You don’t need to be fit to start HIIT
Even if you rarely exercise, it’s never too late to start doing HIIT, Dr Keech said.
“When you get fitter, you lower your risk of early mortality and this is especially important for those who have not exercised much in their life – you can get great benefit from starting regular exercise,” he said.
“For people who are generally healthy but otherwise sedentary, start conservatively with MICT and then gradually build HIIT into the program – either form of training will deliver improvements in aerobic fitness within the first few weeks.
“This is largely from increases in blood volume because having more blood in your body leads to more oxygen reaching your working muscles, but these benefits will be lost if you give up regular exercise.”

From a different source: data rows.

PR #16575, opened 2024-01-19
Use TerminateProcess to exit early

zadjii-msft:
Closes MSFT:46744208

BODGY: If the emperor is being dtor'd, it's because we've gone past the
end of main, and released the ref in main. Then we might run into an
edge case where main releases it's ref to the emperor, but one of the
window threads might be in the process of exiting, and still holding a
strong ref to the emperor. In that case, we can actually end up with
the _window thread_ being the last reference, and calling App::Close
on that thread will crash us with a E_WRONG_THREAD.

This fixes the issue calling `TerminateProcess` explicitly.

How validated: The ES team manually ran the test pass this was
crashing in a hundred times to make sure this actually fixed it. 


src/cascadia/WindowsTerminal/WindowEmperor.cpp
```diff
@@ -54,10 +54,26 @@ WindowEmperor::WindowEmperor() noexcept :
...
+    // _app.Close();
+    //
+    // here, then we might run into an edge case where main releases it's ref to
+    // the emperor, but one of the window threads might be in the process of
+    // exiting, and still holding a strong ref to the emperor. In that case, we
+    // can actually end up with the _window thread_ being the last reference,
+    // and calling App::Close on that thread will crash us with a E_WRONG_THREAD
+    //
+    // For more context, see MSFT:46744208
+    std::exit(0);
```
lhecker, line 76: I don't think this is the right place to put this. A destructor that exits the process seems bodgy indeed, but it doesn't need to be bodgy if we simply exit outside of the destructor. I'd either put this into main itself or into `HandleCommandlineArgs`, after calling `WaitForWindows()` directly after the `_becomeMonarch()` line. It already has a call to `quick_exit` in the other branch and now this branch will have an explicit `exit`. It seems we've found that there aren't any circumstances where we want a clean exit to occur. I'd simply call `quick_exit` under both circumstances.

Finally, I've found that this trick won't reliably work for unpackaged WT. There, the CRT will call `ExitProcess` instead of `TerminateProcess` which has similar issues. Among others, we still run into the deadlock issue with wil::unique_folder_change_reader_nothrow`. Personally, I'd call `TerminateProcess` explicitly on `#ifdef NDEBUG` and `quick_exit` otherwise.

lhecker (approved):

src/cascadia/WindowsTerminal/WindowEmperor.cpp
lhecker: This is what I had in mind: https://github.com/microsoft/terminal/compare/dev/lhecker/16575-TerminateProcess

The benefits of the larger changeset are that it also works for unpackaged WT, it avoids shutdown issues by not calling `WindowThread::ThrowAway` on Win10, it fixes the `TerminateThread` call in `AppHost::_HandleCommandlineArgs` (unless I misunderstood its intention and it's supposed to be `PostQuitMessage`?), and it simplifies the `WindowEmperor::HandleCommandlineArgs` function by unifying the two exit paths (as mentioned in my above comment).

lhecker: I didn't test that PR specifically but I did run that code on a Windows 10 VM and it seemed fine. Thinking about it, it should work fine too, because `WindowEmperor` now doesn't get a chance anymore to go out of scope in `wWinMain` which means that the destructor can't run either.

DHowett: (Can y'all work this out so we can cut a 1.18 test build soon? :))

lhecker: I've updated this PR with my branch and you could review it now @DHowett.
The only thing I'm worried about is...

src/cascadia/WindowsTerminal/AppHost.cpp
```diff
@@ -166,7 +166,8 @@ void AppHost::_HandleCommandlineArgs(const Remoting::WindowRequestedArgs& window
 
                 if (_windowLogic.ShouldExitEarly())
                 {
-                    ExitThread(result);
+                    TerminateProcess(GetCurrentProcess(), gsl::narrow_cast<UINT>(result));
+                    __assume(false);
```
lhecker, line 170: ...this bit. I'm not entirely sure what this `ShouldExitEarly` branch is supposed to do here. Is it like the `wt.exe` flag and should just `PostQuitMessage` here? In any case, the `ExitThread` call was definitely wrong since it leaks any and all resources without cleanup.

DHowett: I don't know if this is quite right. I don't know whose job it is to pop up the MessageBox with the usage information for `wt --help` (for example), but if it's the one WindowsTerminal.exe process that is hosting all the windows ... then that will pose a problem.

Dr Keech said people with chronic disease could also benefit from HIIT – as long as they had adequate supervision and guidance.
“HIIT has been applied in a wide range of chronic illness populations in the past few years – such as people who have survived stroke or have kidney disease, non-alcoholic fatty liver disease or cancer,” he said.
“We use HIIT with cardiac rehab patients in Prince of Wales Hospital with strict safeguards – pre-training heart health screening with a cardiologist, regular checking of blood pressure and symptoms, strict adherence to the prescribed exercise program – and in this setting it has been shown to be relatively safe.
“We are now designing a study that will investigate the feasibility of HIIT in patients with severe liver disease at St George Hospital.”
Watch your waistline – not your weight
Dr Keech said one of his studies, a meta-analysis, showed HIIT and MICT both led to, on average, about two kilograms of fat loss after about 10 weeks of training, three times a week – without any dietary change.
“Fat loss through exercise is not accompanied by any great weight loss because you lose fat but can gain weight via other means. An increase in muscle mass occurs a little bit, but it also comes from blood volume increases,” he said.
“This can increase your body weight by half a kilo or so – initially it’s from water retention leading to plasma increases, then the kidneys detect this change and start the process to pump out more red blood cells.”
Dr Keech said people should therefore not rely on weight loss to evaluate the benefits of exercise, including HIIT.
“Waist circumference is likely a better index of exercise-induced fat loss, which is an under-appreciated point in the community,” he said.
“Most of us just use body weight scales at home and see little change after many weeks or months of training. But those scales won’t tell you if you have lost fat and put on muscle and blood weight.
“Gaining muscle and blood are excellent adaptations, while losing fat is also very important for improving health. So, achieving all three changes is great. But you won’t know of this if you just look at your weight scales.”
Give HIIT a go
Dr Keech said the cardiac patients he worked with enjoyed a big confidence boost from doing HIIT – knowing they could safely exert themselves after surviving a heart attack – so, it could help many other people keep fit, too.
“HIIT is not a passing fad – it is a genuine intervention with a range of advantages over MICT, including time-efficiency, enjoyment and the challenge of mastering a concentrated form of exercise,” he said.
“If you design a HIIT program thoughtfully – for example, with shorter bursts or longer rest periods and build up gradually – you can limit the sense of discomfort or fatigue that many people find unappealing about exercise.
“Remember, the human body likes to work hard and while results from exercise vary across individuals, HIIT can encourage positive changes that improve health and ultimately, lower the risk of an early death.”
Dr Keech suggested people contact an accredited exercise physiologist if they wanted a program tailored to their needs and goals.